First, prove the lower bound. Let $G$ be any connected graph with $n$ vertices. If $G$ contains a cycle, remove an edge from that cycle. The graph remains connected, because the two endpoints of the removed edge are still joined by the rest of the cycle. Repeat this process until no cycles remain.
The resulting graph $H$ is connected and acyclic, so $H$ is a free tree. By Theorem A(d), a free tree with $n$ vertices has exactly $n-1$ edges. Since $H$ was obtained from $G$ only by deleting edges,
$$ |E(G)| \ge |E(H)| = n-1. $$
Therefore every connected graph on $n$ vertices has at least $n-1$ edges. Hence at least $n-1$ wires are necessary.

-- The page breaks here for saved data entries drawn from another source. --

PR #397, opened 2024-11-26
Run websocket tests

NeejWeej:


conda/dev-environment-unix.yml
```diff
@@ -57,3 +57,8 @@ dependencies:
  - unzip
  - wheel
  - zip
+ - clang=16.0.6
```
NeejWeej, line 60: Somehow these pins fix the weird StatusAdapter segfault

PR #401, opened 2024-11-29
Add example notebook of live inference for pydata global 2024

ptomecek:


NeejWeej:
When I try to run `pip install sklearn` I get this error

      The 'sklearn' PyPI package is deprecated, use 'scikit-learn'
      rather than 'sklearn' for pip commands.
      
      Here is how to fix this error in the main use cases:
      - use 'pip install scikit-learn' rather than 'pip install sklearn'
      - replace 'sklearn' by 'scikit-learn' in your pip requirements files
        (requirements.txt, setup.py, setup.cfg, Pipfile, etc ...)
      - if the 'sklearn' package is used by one of your dependencies,
        it would be great if you take some time to track which package uses
        'sklearn' instead of 'scikit-learn' and report it to their issue tracker
      - as a last resort, set the environment variable
        SKLEARN_ALLOW_DEPRECATED_SKLEARN_PACKAGE_INSTALL=True to avoid this error
      
      More information is available at
      https://github.com/scikit-learn/sklearn-pypi-package
      
 Maybe use `scikit-learn`?

timkpaine (dismissed):
see comment, `s/sklearn/scikit-learn`

ptomecek:
> see comment, `s/sklearn/scikit-learn`

Thanks, this is fixed!

NeejWeej:
Ok when I went through the full notebook locally, I had to also pip install
`ipywidgets` and `jupyterlab` then I had to run the notebook in jupyterlab to get the PerspectiveWidget to work, it did not work when I used the VSCode jupyter extension locally (maybe I need to do something else for it to work?)

I also ran `jupyter labextension install @finos/perspective-jupyterlab` but I'm not sure if that was needed. Worked great besides that!

ptomecek:
> Ok when I went through the full notebook locally, I had to also pip install `ipywidgets` and `jupyterlab` then I had to run the notebook in jupyterlab to get the PerspectiveWidget to work, it did not work when I used the VSCode jupyter extension locally (maybe I need to do something else for it to work?)
> 
> I also ran `jupyter labextension install @finos/perspective-jupyterlab` but I'm not sure if that was needed. Worked great besides that!

Updated the instructions to recommend pip installing `perspective-python[jupyter]` which installs ipywidgets.

ptomecek:
@AdamGlustein Care to review/approve so we can merge?

AdamGlustein (approved):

Next, show that $n-1$ wires suffice. A free tree on the $n$ terminals is connected and has exactly $n-1$ edges by Theorem A(d). Thus $n-1$ wires are enough.

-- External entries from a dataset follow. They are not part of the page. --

PR #407, opened 2024-12-03
Remove macos-12 runner as it is fully unsupported as of 2024-12-03 

### LINKED ISSUE #406: Remove macos 12 builds from our full CI pipeline
**Describe the bug**

**To Reproduce**

macos12 is deprecated on GH Actions runner as of today: https://github.com/actions/runner-images/issues/10721.
As a result, full CI runs which use macos12 as part of the matrix are failing.

**Expected behavior**

**Error Message**

**Runtime Environment**

**Additional context**

We need to either remove macos 12 from the workflow or replace it with macos 13. I'm not sure how useful it will be to test 13 and 14, though.

ptomecek:
as per actions/runner-images#10721
Fixes #406

### DIFF
--- a/.github/workflows/build.yml
+++ b/.github/workflows/build.yml
@@ -174,7 +174,7 @@ jobs:
         matrix:
           os:
             - ubuntu-24.04 # https://github.com/actions/runner-images/blob/main/images/ubuntu/Ubuntu2404-Readme.md
-            - macos-12 # https://github.com/actions/runner-images/blob/main/images/macos/macos-12-Readme.md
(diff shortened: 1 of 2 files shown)


ptomecek:
> This PR is implicitly dropping x86 support on Mac. I don't know if that was intended.

It was not, thanks for catching.

ptomecek:
Since mac 14 images are arm only as per [actions/runner-images/issues/9741](https://github.com/actions/runner-images/issues/9741), I changed the 12 runner to the 13 runner to preserve the x86 build logic.

robambalu (approved):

Finally, characterize the configurations using exactly $n-1$ wires.
Suppose $G$ is connected and has exactly $n-1$ edges. If $G$ contained a cycle, we could remove an edge of that cycle and the graph would remain connected. The resulting connected graph would then have only $n-2$ edges, contradicting the fact proved above that every connected graph on $n$ vertices has at least $n-1$ edges. Therefore $G$ is acyclic. Since $G$ is connected and acyclic, $G$ is a free tree.
Conversely, every free tree on $n$ vertices is connected and has exactly $n-1$ edges by Theorem A(d).
Therefore the minimum number of wires needed is
$$ \boxed{n-1}, $$
and a configuration with $n-1$ wires achieves the desired connectivity if and only if the wires form a free tree. ∎